すなわち、上述したように、前記押し上げ具6により上側に押し上げることにより、前記一対の下側拡径具21、22の前記側壁がタイヤセットTsの内周部に対向しないようにして、前記タイヤセットの取り出しを容易にしたことを特徴とする。
【0022】
以上、本発明の実施形態を例示して詳述したが、上記実施形態は、出願人が最良であるものと信じて開示する形態であって、本発明がこれに限定されるものではない。本発明は、特許請求の範囲に記載された事項を逸脱することがなければ、種々の設計変更を行うことが可能である。
【符号の説明】
【0023】
000・・タイヤセットの取り出しを容易にしたことを特徴とするダブリングマシン(本発明)
0・・・・フレーム
1・・・・載置台
10・・・上昇アクチュエーター
11・・・下側拡径具
12・・・下側拡径具
101・・下側壁
102・・下側壁
2・・・・上固定台
21・・・上側拡径具
22・・・上側拡径具
201・・上側壁
202・・上側壁
3・・・・圧力変形構造具
31・・・圧力変形アクチュエーター
32・・・圧力変形アクチュエーター
4・・・・押さえ構造具
40・・・押さえアクチュエーター
5・・・・方向転換構造具
50・・・方向転換アクチュエーター
501・・押移動部材
6・・・・押し上げ具
61・・・押し上げアクチュエーター
62・・・押し上げアクチュエーター
63・・・押し上げアクチュエーター
64・・・押し上げアクチュエーター
601・・押上げ部材
602・・押上げ部材
603・・押上げ部材
604・・押上げ部材
T1・・・載置台に載置されるタイヤ
T2・・・さし込むタイヤ
Ts・・・ダブリング完了後のタイヤセット
【要約】
【課題】タイヤセットTsの取り出しを容易にするダブリングマシン及びダブリング方法。

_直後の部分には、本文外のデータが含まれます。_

PR #3642, opened 2020-08-10
[FIR] Checkers performance improvement 

vldF:


compiler/fir/checkers/src/org/jetbrains/kotlin/fir/analysis/checkers/extended/CanBeReplacedWithOperatorAssignmentChecker.kt
```diff
@@ -22,16 +22,19 @@ import org.jetbrains.kotlin.fir.types.coneType
 import org.jetbrains.kotlin.lexer.KtTokens
 import org.jetbrains.kotlin.psi.KtBinaryExpression
 import org.jetbrains.kotlin.psi.KtNameReferenceExpression
+import org.jetbrains.kotlin.psi.KtOperationReferenceExpression
 
 object CanBeReplacedWithOperatorAssignmentChecker : FirExpressionChecker<FirVariableAssignment>() {
-    override fun check(functionCall: FirVariableAssignment, context: CheckerContext, reporter: DiagnosticReporter) {
-        val lValue = functionCall.lValue
+    override fun check(assignment: FirVariableAssignment, context: CheckerContext, reporter: DiagnosticReporter) {
```
demiurg906, line 28: You should name value parameters of overriden function same as they named in original function (or you can get errors with function calls with named arguments)

It's better to rename `functionCall` in `FirExpressionChecker` to `expression`

compiler/fir/checkers/src/org/jetbrains/kotlin/fir/analysis/checkers/extended/CanBeReplacedWithOperatorAssignmentChecker.kt
```diff
@@ -22,16 +22,19 @@ import org.jetbrains.kotlin.fir.types.coneType
 import org.jetbrains.kotlin.lexer.KtTokens
 import org.jetbrains.kotlin.psi.KtBinaryExpression
 import org.jetbrains.kotlin.psi.KtNameReferenceExpression
+import org.jetbrains.kotlin.psi.KtOperationReferenceExpression
 
 object CanBeReplacedWithOperatorAssignmentChecker : FirExpressionChecker<FirVariableAssignment>() {
```
demiurg906, line 27: Also it's better to inherit from `FirVariableAssignmentChecker` alias

compiler/fir/checkers/src/org/jetbrains/kotlin/fir/analysis/checkers/extended/CanBeReplacedWithOperatorAssignmentChecker.kt
```diff
@@ -22,16 +22,19 @@ import org.jetbrains.kotlin.fir.types.coneType
...
-    override fun check(functionCall: FirVariableAssignment, context: CheckerContext, reporter: DiagnosticReporter) {
-        val lValue = functionCall.lValue
+    override fun check(assignment: FirVariableAssignment, context: CheckerContext, reporter: DiagnosticReporter) {
+        val lValue = assignment.lValue
         if (lValue !is FirResolvedNamedReference) return
-        val operator = functionCall.psi?.children?.getOrNull(1) ?: return
-        if (operator.text != "=") return
+
+        val operator = assignment.psi?.children?.getOrNull(1) ?: return
```
demiurg906, line 32: This is bad, because that checker won't work in light tree mode. I see, that this code was written before, so it's ok to push it in this PR, but you should fix it in future

compiler/fir/checkers/src/org/jetbrains/kotlin/fir/analysis/checkers/extended/CanBeReplacedWithOperatorAssignmentChecker.kt
```diff
@@ -56,9 +59,12 @@ object CanBeReplacedWithOperatorAssignmentChecker : FirExpressionChecker<FirVari
 
             val isLeftMatch = isHierarchicallyTrue(operationToken, leftExpression?.operationToken)
                     && leftExpression?.matcher(variable) == true
+            if (isLeftMatch) return true
             val isRightMatch = isHierarchicallyTrue(operationToken, rightExpression?.operationToken)
                     && rightExpression?.matcher(variable) == true
-            isLeftMatch or isRightMatch
+            if (isRightMatch) return true
```
demiurg906, line 65: Just return `isRightMatch`

compiler/fir/checkers/src/org/jetbrains/kotlin/fir/analysis/checkers/extended/EmptyRangeChecker.kt
```diff
@@ -41,4 +41,28 @@ object EmptyRangeChecker : FirBasicExpresionChecker() {
         }
     }
 
+    private val FirFunctionCall.rangeLeft: Long?
```
demiurg906, line 44: Add comment for proper integer operator calls checking

demiurg906 (commented):
Please, name commits properly. `Refactoring` says nothing. `Refactor some extended checker` makes sence

compiler/fir/checkers/src/org/jetbrains/kotlin/fir/analysis/cfa/CfaUtils.kt
```diff
@@ -0,0 +1,99 @@
...
+    private val symbols: MutableSet<FirPropertySymbol> = mutableSetOf()
+
+    override fun visitNode(node: CFGNode<*>) {}
+
+    override fun visitVariableDeclarationNode(node: VariableDeclarationNode) {
+        symbols += node.fir.symbol
+    }
+}
+
+class DataCollector(private val localProperties: Set<FirPropertySymbol>) :
```
demiurg906, line 55: `DataCollector` is too common name. Please rename it to something like `PropertyInitializationInfoCollector`

demiurg906 (changes requested):

compiler/fir/checkers/src/org/jetbrains/kotlin/fir/analysis/checkers/extended/CanBeReplacedWithOperatorAssignmentChecker.kt
vldF: Fix for this issue will be presented in special PR (I will add support for light tree in all extended checkers in it)

compiler/fir/checkers/src/org/jetbrains/kotlin/fir/analysis/checkers/extended/EmptyRangeChecker.kt
vldF: This comment was added few lines before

【解決手段】水平状態のタイヤT1を載置台1に載置され、垂直方向に立設した上側壁201,202、下側壁101,102を有し、タイヤT1の径方向に開くことにより、ビード部でタイヤT1を拡径すると、垂直状態のタイヤT2を左右から圧力変形構造具3により圧縮し、タイヤT1の空洞部にはめ込まれて、タイヤセットTsが出来上がり、一対の上側拡径具21,22及び一対の下側拡径具11,12が閉じることにより、前記載置台1上に降下したタイヤセットTsを前記押し上げ具により上側に押し上げることにより、前記一対の下側拡径具11,12の前記側壁がタイヤセットTsの内周部に対向しないようにして、前記タイヤセットTsの取り出しを容易にしたダブリングマシン及びダブリング方法。